■ **Your assignment**
Copy every record exactly. Nothing may be skipped.
------
PR #4487, opened 2022-12-15
ci: add gh action to generate and test pyinstaller zip file

mndeveci:
Generates a pyinstaller zip file for linux & mac and runs some basic tests. ZIP file will also added as artifact so that it can be downloaded and tested with each PR.

`build-linux.sh` and `build-mac.sh` behaves differently if `CI_OVERRIDE` environment variable is set to `1`:
- Installation folder is changed as `aws-sam-cli-beta`
- Installed executable is changed as `sam-beta` (different than what we have as of now [`samdev`, `sam-nigtly`, `sam`])


installer/pyinstaller/build-linux.sh
```diff
@@ -21,9 +21,16 @@ else
     is_nightly="false"
 fi
 
+if [ "$CI_OVERRIDE" = "1" ]; then
+  build_folder="aws-sam-cli-dev"
+  build_binary_name="sam-dev"
```
qingchm, line 26: Maybe let's give it a different name to not confuse with the samdev command? I know we can name whichever binary name but just an idea for ourselves to reference easier

sriram-mv: `sam-ci-build` ? (Open to others too). Thought of `gamma` as well.

mndeveci: Updated with `sam-beta` as discussed offline

qingchm (approved):
LGTM! Let's ship it ASAP!

.github/workflows/validate_pyinstaller.yml
```diff
@@ -0,0 +1,59 @@
...
+
+on:
+  pull_request:
+    branches:
+      - develop
+
+jobs:
+  build-for-linux:
+    name: build-pyinstaller-linux
+    runs-on: ubuntu-latest
```
sriram-mv, line 11: can we change this to be many linux? or containerized? for 1:1 parity?

mndeveci: We are now running in `quay.io/pypa/manylinux2014_x86_64:latest` image

.github/workflows/validate_pyinstaller.yml
```diff
@@ -0,0 +1,57 @@
...
+      - uses: actions/checkout@v3
+      - name: Build PyInstaller
+        run: |
+          chmod +x ./installer/pyinstaller/build-linux.sh
+          CI_OVERRIDE=1 ./installer/pyinstaller/build-linux.sh aws-sam-cli-linux-x86_64.zip
+      - name: Basic tests for PyInstaller
+        run: |
+          unzip .build/output/aws-sam-cli-linux-x86_64.zip -d sam-installation
+          ./sam-installation/install
+          sam-beta --version
```
sriram-mv, line 26: Not blocking: can we kick off another suite of tests that is bare bones across the commands, such that each command is atleast invoked once? could be a follow up commit. Could be a first step towards artifact based testing.

sriram-mv (approved):

.github/workflows/validate_pyinstaller.yml
mndeveci: I do agree with this. But I would rather have that as a separate PR and include the tests that we want to run with the pyinstaller. So that we can incrementally improve our installer test coverage.

PR #4490, opened 2022-12-16
Swap column order for changeset table to match stack events table

aidansteele:
n/a

It's not _necessary_ per se. I'll understand if this PR is closed without merging, because it's a very trivial annoyance: the logical resource ID and resource type columns are inconsistent between the two tables during a SAM deploy. See screenshot:

d327d6cd-1f94-4a4c-9b88-c266ed3094b0

Purely UI side effects. I'm not sure if there is any software out there that is _parsing_ the output of this CLI action. If it is, it could break. Maybe that risk of that outweighs the benefit of consistency in the UI.

#### Mandatory Checklist

- [ ] Write/update unit tests
- [ ] `make pr` passes
- [ ] Write documentation

### DIFF
--- a/samcli/lib/deploy/deployer.py
+++ b/samcli/lib/deploy/deployer.py
@@ -60,7 +60,7 @@ DESCRIBE_CHANGESET_FORMAT_STRING = "{Operation:<{0}} {ResourceType:<{1}} {Logica
 DESCRIBE_CHANGESET_DEFAULT_ARGS = OrderedDict(
     {
         "Operation": "Operation",
-        "ResourceType": "ResourceType",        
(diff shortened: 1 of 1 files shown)


qingchm:
Thanks for opening this PR! @aidansteele Please clear the checklist before we can start a review on this, for any item that's on the checklist let's verify it's addressed or doesn't apply to this PR! Thanks!

moelasmar:
Thanks @aidansteele for raising this PR. It is nice to have a consistent columns order in all our tables, but this change may break the customers who parse SAM CLI output. Since we could not confirm if there is any customer parse the SAM CLI output or not, I prefer to keep it as it is, and close this PR.

PR #4503, opened 2022-12-19
ci: validate hidden imports during unit & integration tests

mndeveci:
Original PR and discussions: https://github.com/aws/aws-sam-cli/pull/4470

N/A

If dynamic imports are used but missed in pyinstaller hidden imports configuration, it will create issues with installers that is created with pyinstaller.

If `sam` is executed in development mode (`samdev`) it replaces `import_module` with a proxy method which will analyze every dynamic import and make sure that it is defined in hidden imports.

It shouldn't make any change for `sam` and `sam-nightly` executables since proxy method is only attached if it is running as `samdev` (development mode). 

#### Mandatory Checklist

- [x] Write/update unit tests
- [x] `make pr` passes
- [ ] Write documentation

### DIFF
--- a/samcli/cli/hidden_imports.py
+++ b/samcli/cli/hidden_imports.py
@@ -1,7 +1,6 @@
 """
 Keeps list of hidden/dynamic imports that is being used in SAM CLI, so that pyinstaller can include these packages
 """
-import importlib
 import pkgutil
 from typing import cast
 from typing_extensions import Protocol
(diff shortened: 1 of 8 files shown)


sriram-mv (approved):

samcli/cli/hidden_imports.py
```diff
@@ -1,3 +1,6 @@
+"""
+Keeps list of hidden/dynamic imports that is being used in SAM CLI, so that pyinstaller can include these packages
+"""
```
qingchm, line 3: A quick question: what was the reason for us to move this file into samcli.cli?

qingchm: After discussion this change is required for the following reason: in order to access it for the new _dynamic_import logic, this file needs to be in SAM CLI code

jfuss (approved):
------
■ **Response to the task**
PR #4487, opened 2022-12-15
ci: add gh action to generate and test pyinstaller zip file

mndeveci:
Generates a pyinstaller zip file for linux & mac and runs some basic tests. ZIP file will also added as artifact so that it can be downloaded and tested with each PR.

`build-linux.sh` and `build-mac.sh` behaves differently if `CI_OVERRIDE` environment variable is set to `1`:
- Installation folder is changed as `aws-sam-cli-beta`
- Installed executable is changed as `sam-beta` (different than what we have as of now [`samdev`, `sam-nigtly`, `sam`])


installer/pyinstaller/build-linux.sh
```diff
@@ -21,9 +21,16 @@ else
     is_nightly="false"
 fi
 
+if [ "$CI_OVERRIDE" = "1" ]; then
+  build_folder="aws-sam-cli-dev"
+  build_binary_name="sam-dev"
```
qingchm, line 26: Maybe let's give it a different name to not confuse with the samdev command? I know we can name whichever binary name but just an idea for ourselves to reference easier

sriram-mv: `sam-ci-build` ? (Open to others too). Thought of `gamma` as well.

mndeveci: Updated with `sam-beta` as discussed offline

qingchm (approved):
LGTM! Let's ship it ASAP!

.github/workflows/validate_pyinstaller.yml
```diff
@@ -0,0 +1,59 @@
...
+
+on:
+  pull_request:
+    branches:
+      - develop
+
+jobs:
+  build-for-linux:
+    name: build-pyinstaller-linux
+    runs-on: ubuntu-latest
```
sriram-mv, line 11: can we change this to be many linux? or containerized? for 1:1 parity?

mndeveci: We are now running in `quay.io/pypa/manylinux2014_x86_64:latest` image

.github/workflows/validate_pyinstaller.yml
```diff
@@ -0,0 +1,57 @@
...
+      - uses: actions/checkout@v3
+      - name: Build PyInstaller
+        run: |
+          chmod +x ./installer/pyinstaller/build-linux.sh
+          CI_OVERRIDE=1 ./installer/pyinstaller/build-linux.sh aws-sam-cli-linux-x86_64.zip
+      - name: Basic tests for PyInstaller
+        run: |
+          unzip .build/output/aws-sam-cli-linux-x86_64.zip -d sam-installation
+          ./sam-installation/install
+          sam-beta --version
```
sriram-mv, line 26: Not blocking: can we kick off another suite of tests that is bare bones across the commands, such that each command is atleast invoked once? could be a follow up commit. Could be a first step towards artifact based testing.

sriram-mv (approved):

.github/workflows/validate_pyinstaller.yml
mndeveci: I do agree with this. But I would rather have that as a separate PR and include the tests that we want to run with the pyinstaller. So that we can incrementally improve our installer test coverage.

PR #4490, opened 2022-12-16
Swap column order for changeset table to match stack events table

aidansteele:
n/a

It's not _necessary_ per se. I'll understand if this PR is closed without merging, because it's a very trivial annoyance: the logical resource ID and resource type columns are inconsistent between the two tables during a SAM deploy. See screenshot:

d327d6cd-1f94-4a4c-9b88-c266ed3094b0

Purely UI side effects. I'm not sure if there is any software out there that is _parsing_ the output of this CLI action. If it is, it could break. Maybe that risk of that outweighs the benefit of consistency in the UI.

#### Mandatory Checklist

- [ ] Write/update unit tests
- [ ] `make pr` passes
- [ ] Write documentation

### DIFF
--- a/samcli/lib/deploy/deployer.py
+++ b/samcli/lib/deploy/deployer.py
@@ -60,7 +60,7 @@ DESCRIBE_CHANGESET_FORMAT_STRING = "{Operation:<{0}} {ResourceType:<{1}} {Logica
 DESCRIBE_CHANGESET_DEFAULT_ARGS = OrderedDict(
     {
         "Operation": "Operation",
-        "ResourceType": "ResourceType",        
(diff shortened: 1 of 1 files shown)


qingchm:
Thanks for opening this PR! @aidansteele Please clear the checklist before we can start a review on this, for any item that's on the checklist let's verify it's addressed or doesn't apply to this PR! Thanks!

moelasmar:
Thanks @aidansteele for raising this PR. It is nice to have a consistent columns order in all our tables, but this change may break the customers who parse SAM CLI output. Since we could not confirm if there is any customer parse the SAM CLI output or not, I prefer to keep it as it is, and close this PR.

PR #4503, opened 2022-12-19
ci: validate hidden imports during unit & integration tests

mndeveci:
Original PR and discussions: https://github.com/aws/aws-sam-cli/pull/4470

N/A

If dynamic imports are used but missed in pyinstaller hidden imports configuration, it will create issues with installers that is created with pyinstaller.

If `sam` is executed in development mode (`samdev`) it replaces `import_module` with a proxy method which will analyze every dynamic import and make sure that it is defined in hidden imports.

It shouldn't make any change for `sam` and `sam-nightly` executables since proxy method is only attached if it is running as `samdev` (development mode). 

#### Mandatory Checklist

- [x] Write/update unit tests
- [x] `make pr` passes
- [ ] Write documentation

### DIFF
--- a/samcli/cli/hidden_imports.py
+++ b/samcli/cli/hidden_imports.py
@@ -1,7 +1,6 @@
 """
 Keeps list of hidden/dynamic imports that is being used in SAM CLI, so that pyinstaller can include these packages
 """
-import importlib
 import pkgutil
 from typing import cast
 from typing_extensions import Protocol
(diff shortened: 1 of 8 files shown)


sriram-mv (approved):

samcli/cli/hidden_imports.py
```diff
@@ -1,3 +1,6 @@
+"""
+Keeps list of hidden/dynamic imports that is being used in SAM CLI, so that pyinstaller can include these packages
+"""
```
qingchm, line 3: A quick question: what was the reason for us to move this file into samcli.cli?

qingchm: After discussion this change is required for the following reason: in order to access it for the new _dynamic_import logic, this file needs to be in SAM CLI code

jfuss (approved):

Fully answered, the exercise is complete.